Dataset entries

------------------------------------------------

PR #5544, opened 2019-11-13
feat: add support for new corner radius properties

domoritz:


src/vega.schema.ts
```diff
@@ -320,7 +320,14 @@ export type VgEncodeChannel =
   | 'href'
   | 'cursor'
   | 'defined'
-  | 'cornerRadius';
+  | 'cornerRadius'
+  | 'cornerRadiusTopLeft'
+  | 'cornerRadiusTopRight'
+  | 'cornerRadiusBottomRight'
+  | 'cornerRadiusBottomLeft'
+  | 'scaleX'
```
donghaoren: Are scaleX and scaleY related to this PR? or this file is from Vega?

domoritz: I noticed that they are missing. Not related to this pull request.

PR #5577, opened 2019-11-20
chore: use vega timeunit transform

haldenl:
Use Vega timeunit instead of converting to less flexible formulas. This also fixes a bug where Vega-Lite wouldn't show February 29th on leap years.

**Before**
before

**After**
after

(The 'gap' is from a small temp range on the one 29th of Feb recorded, from 1.1 to 5.0 degrees C).


test-runtime/interval.test.ts
```diff
@@ -155,8 +155,8 @@ describe('interval selections at runtime in unit views', () => {
     await embed(spec('unit', 1, {type, encodings: ['x']}, {values, x: {type: 'temporal', timeUnit: 'day'}}));
 
     extents = [
-      [1136190528000, 1136361600000],
-      [1136449728000, 1136535264000]
```
haldenl: This is because timeunit was using 2006 to calculate days of week.

test-runtime/interval.test.ts
```diff
@@ -155,8 +155,8 @@ describe('interval selections at runtime in unit views', () => {
...
+      [1325492928000, 1325664000000],
+      [1325752128000, 1325837664000]
```
haldenl: Changed b/c Vega-Lite was using 2006 to calculate days of week.

domoritz:
Thank you @haldenl

PR #5583, opened 2019-11-23
feat: support corner radius for stacked bars

### LINKED ISSUE #5545: Support rounded corners for stacked bars
By using clip and putting rectangles on the same bar in the same group.

Needs https://github.com/vega/vega/issues/2155

donghaoren:
For stacked bars, make the cornerRadius properties apply to the entire stack instead of individual bars. To do so, we use group marks for stacks, and clip the bars within groups.

Fixes #5545


examples/compiled/bar_diverging_stack_population_pyramid.vg.json
```diff
@@ -49,19 +49,69 @@
...
+              "type": "rect",
+              "style": ["bar"],
+              "from": {"data": "stack_group_main"},
+              "encode": {
+                "update": {
+                  "fill": {"scale": "color", "field": "gender"},
+                  "x": {"scale": "x", "field": "sum_signed_people_end"},
+                  "x2": {"scale": "x", "field": "sum_signed_people_start"},
+                  "height": {"field": {"group": "height"}},
+                  "cornerRadiusTopLeft": {"value": 0},
```
domoritz: Let's try not to generate default properties.

examples/compiled/bar_multi_values_per_categories.vg.json
```diff
@@ -51,20 +51,65 @@
   ],
```
domoritz: The SVG changed here in odd ways. There is now a while line around the bar.

src/vega.schema.ts
```diff
@@ -689,6 +689,15 @@ const VG_MARK_CONFIG_INDEX: Flag<keyof BaseMarkConfig> = {
 
 export const VG_MARK_CONFIGS = keys(VG_MARK_CONFIG_INDEX);
 
+// Vega's cornerRadius channels.
+export const VG_CORNERRADIUS_CHANNELS = keys({
+  cornerRadius: 1,
```
domoritz: Why is this an object? We usually only use the set pattern (using 1 as value) with `Flag` since it lets us typecheck against keys of objects.

src/compile/mark/mark.ts
```diff
@@ -83,6 +85,117 @@ function parsePathMark(model: UnitModel) {
...
+      cornerRadiusTopRight: {value: 0},
+      cornerRadiusBottomLeft: {value: 0},
+      cornerRadiusBottomRight: {value: 0}
+    };
+
+    // For bin we have to add bin channels.
+    const groupby: string[] = model.vgField(model.stack.groupbyChannel)
+      ? [model.vgField(model.stack.groupbyChannel)]
+      : [];
+    if (model.fieldDef(model.stack.groupbyChannel) && model.fieldDef(model.stack.groupbyChannel).bin) {
```
domoritz:
```suggestion
    if (model.fieldDef(model.stack.groupbyChannel).?.bin) {
```

src/compile/mark/mark.ts
```diff
@@ -83,6 +85,117 @@ function parsePathMark(model: UnitModel) {
...
+
+    const stackField = (opt: FieldRefOption = {}) => model.vgField(model.stack.fieldChannel, opt);
+    const stackFieldGroup = (func: 'min' | 'max', opt: FieldRefOption) => {
+      const vgFieldMinMax = [
+        stackField({prefix: 'min', suffix: 'start', ...opt}),
+        stackField({prefix: 'max', suffix: 'start', ...opt}),
+        stackField({prefix: 'min', suffix: 'end', ...opt}),
+        stackField({prefix: 'max', suffix: 'end', ...opt})
+      ];
+      return func + '(' + vgFieldMinMax.map(field => `scale('${fieldScale}',${field})`).join(',') + ')';
```
domoritz: Let's use string templates for the full string.

src/compile/mark/mark.ts
```diff
@@ -83,6 +85,117 @@ function parsePathMark(model: UnitModel) {
   }
 }
 
+const STACK_GROUP_PREFIX = 'stack_group_';
+
+function getStackGroups(model: UnitModel) {
```
domoritz: Can you add a comment to explain what the logic is here and that we need this code to support rounded corners for stacked bars?

examples/compiled/bar_multi_values_per_categories.vg.json
donghaoren: Actually there was a white line around the bar before, but now it's cut into half.

donghaoren: Because the mask clips everything, which include the part of the stroke outside.
This'll be a difficult one. I'm almost thinking we should apply the mask only when cornerRadius is used. Any thoughts?

donghaoren: Also, it's a bit weird that stroke applies to the individual bars, but cornerRadius applies to the entire stack.

src/vega.schema.ts
donghaoren: If it' an array, the type will be `string[]`, which causes type check issues later in `getMarkConfig`.

examples/compiled/bar_multi_values_per_categories.vg.json
domoritz: It's somewhat weird but probably what people would expect. Also, you cannot easily set the stroke on the whole bar but also color it for each segment.

If this becomes an issue in the future, we could add a property that says whether stacked bars should be in a single group or not.

src/vega.schema.ts
domoritz: You can say `export const VG_CORNERRADIUS_CHANNELS = ['foo', 'bar'] as const`.

examples/compiled/bar_multi_values_per_categories.vg.json
donghaoren: I'm trying to add the stroke to group, still having some issues (see this image), so let's not merge this one yet.

donghaoren: Vega is adding a 0.5px offset to group strokes (probably to align the plot areas to pixel boundaries). I opened an issue here: https://github.com/vega/vega/issues/2186.

domoritz: You fixed this, right?

donghaoren: Yes, I'm using a workaround --- add another layer for the stroke if specified.

domoritz: We can now remove the workaround, right?

donghaoren: We have to wait until Vega fixes https://github.com/vega/vega/issues/2186 and https://github.com/vega/vega/issues/2197. Thank you for opening https://github.com/vega/vega/issues/2197, that's also necessary.

examples/compiled/facet_custom.vg.json
```diff
@@ -134,19 +134,65 @@
...
+              "clip": {"value": true}
+            }
+          },
+          "marks": [
+            {
+              "type": "group",
+              "encode": {
+                "update": {
+                  "y": {
+                    "signal": "-min(scale('y',parent[\"min_sum_people_start\"]),scale('y',parent[\"max_sum_people_start\"]),scale('y',parent[\"min_sum_people_end\"]),scale('y',parent[\"max_sum_people_end\"]))"
```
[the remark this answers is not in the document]
donghaoren: If would be nice if Vega can somehow separate the group translation and clip rectangle. Right now `x`, `y` serve as both translation and a corner of the clip rectangle.

examples/compiled/facet_custom.vg.json
```diff
@@ -134,19 +134,65 @@
       },
       "marks": [
         {
-          "name": "child_marks",
-          "type": "rect",
-          "style": ["bar"],
-          "from": {"data": "facet"},
+          "type": "group",
```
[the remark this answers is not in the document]
donghaoren: For `x` we can; for `y` it's trickier, because `y == 0` is at the top of the bar, so we'll still need this logic.

examples/compiled/bar_multi_values_per_categories.vg.json
domoritz: I'm looking into fixing a bunch of config typings right now. Could you try to send a pull request to fix https://github.com/vega/vega/issues/2197?

examples/compiled/facet_custom.vg.json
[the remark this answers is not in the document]
domoritz: I filed https://github.com/vega/vega/issues/2207

examples/compiled/facet_custom.vg.json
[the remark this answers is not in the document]
domoritz: Good point. I'll leave it up to you to decide whether it's worth the implementation overhead.

examples/compiled/bar_multi_values_per_categories.vg.json
donghaoren: Done! Let's make this WIP until Vega fixes the issue.

domoritz:
Vega 5.9 is out.

donghaoren:
I found another solution (haven't implemented yet), here is an example spec:

```json
{
  "$schema": "https://vega.github.io/schema/vega/v5.json",
  "background": "white",
  "padding": 5,
  "height": 200,
  "style": "cell",
  "data": [
    {
      "name": "source_0",
      "format": {"type": "csv", "parse": {"date": "date"}, "delimiter": ","},
      "transform": [
        {
          "field": "date",
          "type": "timeunit",
          "units": ["month"],
          "as": ["month_date", "month_date_end"]
        },
        {
          "type": "aggregate",
          "groupby": ["month_date", "weather"],
          "ops": ["count"],
          "fields": [null],
          "as": ["__count"]
        },
        {
          "type": "stack",
          "groupby": ["month_date"],
          "field": "__count",
          "sort": {"field": ["weather"], "order": ["descending"]},
          "as": ["__count_start", "__count_end"],
          "offset": "zero"
        }
      ]
    }
  ],
  "signals": [
    {"name": "x_step", "value": 20},
    {
      "name": "width",
      "update": "bandspace(domain('x').length, 0.1, 0.05) * x_step"
    }
  ],
  "marks": [
    {
      "type": "group",
      "from": {
        "facet": {
          "data": "source_0",
          "name": "stack_group_main",
          "groupby": ["month_date"],
          "aggregate": {
            "fields": [
              "__count_start",
              "__count_start",
              "__count_end",
              "__count_end"
            ],
            "ops": ["min", "max", "min", "max"]
          }
        }
      },
      "encode": {
        "update": {
          "x": {"scale": "x", "field": "month_date"},
          "width": {"scale": "x", "band": true}
        }
      },
      "marks": [
        {
          "type": "group",
          "encode": {
            "update": {
              "cornerRadius": {"value": 10},
              "y": {
                "signal": "min(scale('y',parent[\"min___count_start\"]),scale('y',parent[\"max___count_start\"]),scale('y',parent[\"min___count_end\"]),scale('y',parent[\"max___count_end\"]))"
              },
              "y2": {
                "signal": "max(scale('y',parent[\"min___count_start\"]),scale('y',parent[\"max___count_start\"]),scale('y',parent[\"min___count_end\"]),scale('y',parent[\"max___count_end\"]))"
              },
              "clip": {"value": true},
              "width": {"field": {"group": "width"}}
            }
          },
          "marks": [
            {
              "type": "group",
              "encode": {
                "update": {
                  "y": {"field": {"group": "y"}, "mult": -1},
                  "width": {"field": {"group": "width"}}
                }
              },
              "marks": [
                {
                  "name": "marks",
                  "type": "rect",
                  "style": ["bar"],
                  "from": {"data": "stack_group_main"},
                  "encode": {
                    "update": {
                      "stroke": {"value": "black"},
                      "fill": {"scale": "color", "field": "weather"},
                      "width": {"field": {"group": "width"}},
                      "y": {"scale": "y", "field": "__count_end"},
                      "y2": {"scale": "y", "field": "__count_start"}
                    }
                  }
                }
              ]
            }
          ]
        },
        {
          "type": "rect",
          "encode": {
            "update": {
              "cornerRadius": {"value": 10},
              "y": {
                "signal": "min(scale('y',parent[\"min___count_start\"]),scale('y',parent[\"max___count_start\"]),scale('y',parent[\"min___count_end\"]),scale('y',parent[\"max___count_end\"]))"
              },
              "y2": {
                "signal": "max(scale('y',parent[\"min___count_start\"]),scale('y',parent[\"max___count_start\"]),scale('y',parent[\"min___count_end\"]),scale('y',parent[\"max___count_end\"]))"
              },
              "width": {"field": {"group": "width"}},
              "fill": {"value": null},
              "stroke": {"value": "black"}
            }
          }
        }
      ]
    }
  ],
  "scales": [
    {
      "name": "x",
      "type": "band",
      "domain": {"data": "source_0", "field": "month_date", "sort": true},
      "range": {"step": {"signal": "x_step"}},
      "paddingInner": 0.1,
      "paddingOuter": 0.05
    },
    {
      "name": "y",
      "type": "linear",
      "domain": {
        "data": "source_0",
        "fields": ["__count_start", "__count_end"]
      },
      "range": [{"signal": "height"}, 0],
      "nice": true,
      "zero": true
    },
    {
      "name": "color",
      "type": "ordinal",
      "domain": ["sun", "fog", "drizzle", "rain", "snow"],
      "range": ["#e7ba52", "#c7c7c7", "#aec7e8", "#1f77b4", "#9467bd"]
    }
  ],
  "axes": [
    {
      "scale": "y",
      "orient": "left",
      "gridScale": "x",
      "grid": true,
      "tickCount": {"signal": "ceil(height/40)"},
      "domain": false,
      "labels": false,
      "maxExtent": 0,
      "minExtent": 0,
      "ticks": false,
      "zindex": 0
    },
    {
      "scale": "x",
      "orient": "bottom",
      "grid": false,
      "title": "Month of the year",
      "labelAlign": "right",
      "labelAngle": 270,
      "labelBaseline": "middle",
      "labelOverlap": true,
      "encode": {
        "labels": {
          "update": {"text": {"signal": "timeFormat(datum.value, '%b')"}}
        }
      },
      "zindex": 0
    },
    {
      "scale": "y",
      "orient": "left",
      "grid": false,
      "title": "Count of Records",
      "labelOverlap": true,
      "tickCount": {"signal": "ceil(height/40)"},
      "zindex": 0
    }
  ],
  "legends": [
    {
      "title": "Weather type",
      "fill": "color",
      "gradientLength": {"signal": "clamp(height, 64, 200)"},
      "symbolType": "square",
      "encode": {"symbols": {"update": {"stroke": {"value": "black"}}}}
    }
  ]
}
```

At least this doesn't require another `facet` transform just for the strokes. In addition, I found that we can write `"y": {"field": {"group": "y"}, "mult": -1}` in the inner group, it's a bit better than the previous version.

However, neither using `"y": {"field": {"group": "y"}, "mult": -1}`, or implementing `clipY` or `translateChildren` in Vega won't help the stroke issue. Unless Vega fixes https://github.com/vega/vega/issues/2197, we have to add another `rect` mark outside the clip group.

domoritz:
Vega has to eventually fix vega/vega#2197 so I think we can just assume that it will be fixed in the future and go ahead with this pull request.

examples/compiled/bar_diverging_stack_population_pyramid.vg.json
```diff
@@ -49,19 +49,63 @@
...
           "y": {"scale": "y", "field": "age"},
-          "height": {"scale": "y", "band": true}
+          "height": {"scale": "y", "band": true},
+          "x": {
+            "signal": "min(scale('x',datum[\"min_sum_signed_people_start\"]),scale('x',datum[\"max_sum_signed_people_start\"]),scale('x',datum[\"min_sum_signed_people_end\"]),scale('x',datum[\"max_sum_signed_people_end\"]))"
+          },
+          "x2": {
+            "signal": "max(scale('x',datum[\"min_sum_signed_people_start\"]),scale('x',datum[\"max_sum_signed_people_start\"]),scale('x',datum[\"min_sum_signed_people_end\"]),scale('x',datum[\"max_sum_signed_people_end\"]))"
+          },
+          "clip": {"value": true}
```
kanitw: We just want to support clipping for corner radius of stacked bars, but somehow we modify all of bar specification to include aggregate and clipping.  I think that's a bit of an overkill.  

I'd rather generate these complicated stuff only when they're needed. Otherwise, this dilute our story for moving from VL to VG since our generated VG are unnecessarily complicated.

(In general, we should only generate Vega diff / SVG only when necessary.)

donghaoren: We are only doing that for stacked bars --- this one uses stack for the x axis.

kanitw: But if there is no corner radius, we don't really need to do clipping? 

Besides spec complexity, it probably makes it a bit slower to render?
I'm more concerned about spec complexity though.  It's kinda like we're handling corner case here, but by doing that we shouldn't make the common case worse. :)

src/compile/mark/init.ts
```diff
@@ -56,6 +57,12 @@ export function normalizeMarkDef(
     markDef.cursor = cursor(markDef, encoding, config);
   }
 
+  if (markDef.type == 'bar') {
```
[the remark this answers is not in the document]
donghaoren: Moved this into `mark.ts`.

examples/compiled/bar_diverging_stack_population_pyramid.vg.json
donghaoren: I see, good point!

donghaoren:
@domoritz @kanitw this should be ready to go when Vega 5.9 is out.

donghaoren:
Thanks for all the comments and suggestions!

src/compile/mark/mark.ts
```diff
@@ -83,6 +85,170 @@ function parsePathMark(model: UnitModel) {
...
+
+/**
+ * We need to put stacked bars into groups in order to enable cornerRadius for stacks.
+ * If stack is used and the model doesn't have size encoding, we put the mark into groups,
+ * and apply cornerRadius properties at the group.
+ */
+function getStackGroups(model: UnitModel) {
+  // Don't use nested groups when cornerRadius is not specified
+  const hasCornerRadius = VG_CORNERRADIUS_CHANNELS.some(
+    prop => model.markDef[prop] != null || getMarkConfig(prop, model.markDef, model.config) != null
```
kanitw: We use strict comparison (`!==`) in general.  

Maybe we should turn this on for linting in a separate PR.

examples/specs/normalized/stacked_bar_count_corner_radius_stroke_normalized.vl.json
```diff
@@ -0,0 +1,12 @@
...
+  "$schema": "https://vega.github.io/schema/vega-lite/v4.json",
+  "data": {"url": "data/seattle-weather.csv"},
+  "mark": {"type": "bar", "cornerRadius": 10, "stroke": "black"},
+  "encoding": {
+    "x": {"timeUnit": "month", "field": "date", "type": "ordinal"},
+    "y": {"aggregate": "count", "field": "*", "type": "quantitative"},
+    "color": {"field": "weather", "type": "nominal"}
+  },
+  "config": {"bar": {"strokeWidth": 2}},
+  "autosize": {"type": "pad"}
```
kanitw: Seeing this file unnecessarily generated makes me wonder if it was a good idea that we did https://github.com/vega/vega-lite/pull/5457.

(With that refactor, now our PRs will become generally more complicated as we always generate a normalized version of all specs.)

This is beyond the scope of this PR though. :)

src/compile/mark/mark.ts
donghaoren: `!=` is actually checking for both `null` and `undefined`, changing to `!==` is probably going to break. Do we have a helper function for this?

donghaoren: oh I'm wrong, `!==` is the right thing here.

examples/specs/normalized/stacked_bar_count_corner_radius_stroke_normalized.vl.json
domoritz: I don't want to always create a normalized version. I don't know why I accepted it. I think we should fix this. I filed https://github.com/vega/vega-lite/issues/5618

kanitw:
I've rebased and force pushed.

------------------------------------------------

• Your objective
Return the entries above unchanged, starting at the first line and stopping after the line with "PR #5583, opened 2019-11-23".

• Exercise solution
PR #5544, opened 2019-11-13
feat: add support for new corner radius properties

domoritz:


src/vega.schema.ts
```diff
@@ -320,7 +320,14 @@ export type VgEncodeChannel =
   | 'href'
   | 'cursor'
   | 'defined'
-  | 'cornerRadius';
+  | 'cornerRadius'
+  | 'cornerRadiusTopLeft'
+  | 'cornerRadiusTopRight'
+  | 'cornerRadiusBottomRight'
+  | 'cornerRadiusBottomLeft'
+  | 'scaleX'
```
donghaoren: Are scaleX and scaleY related to this PR? or this file is from Vega?

domoritz: I noticed that they are missing. Not related to this pull request.

PR #5577, opened 2019-11-20
chore: use vega timeunit transform

haldenl:
Use Vega timeunit instead of converting to less flexible formulas. This also fixes a bug where Vega-Lite wouldn't show February 29th on leap years.

**Before**
before

**After**
after

(The 'gap' is from a small temp range on the one 29th of Feb recorded, from 1.1 to 5.0 degrees C).


test-runtime/interval.test.ts
```diff
@@ -155,8 +155,8 @@ describe('interval selections at runtime in unit views', () => {
     await embed(spec('unit', 1, {type, encodings: ['x']}, {values, x: {type: 'temporal', timeUnit: 'day'}}));
 
     extents = [
-      [1136190528000, 1136361600000],
-      [1136449728000, 1136535264000]
```
haldenl: This is because timeunit was using 2006 to calculate days of week.

test-runtime/interval.test.ts
```diff
@@ -155,8 +155,8 @@ describe('interval selections at runtime in unit views', () => {
...
+      [1325492928000, 1325664000000],
+      [1325752128000, 1325837664000]
```
haldenl: Changed b/c Vega-Lite was using 2006 to calculate days of week.

domoritz:
Thank you @haldenl

PR #5583, opened 2019-11-23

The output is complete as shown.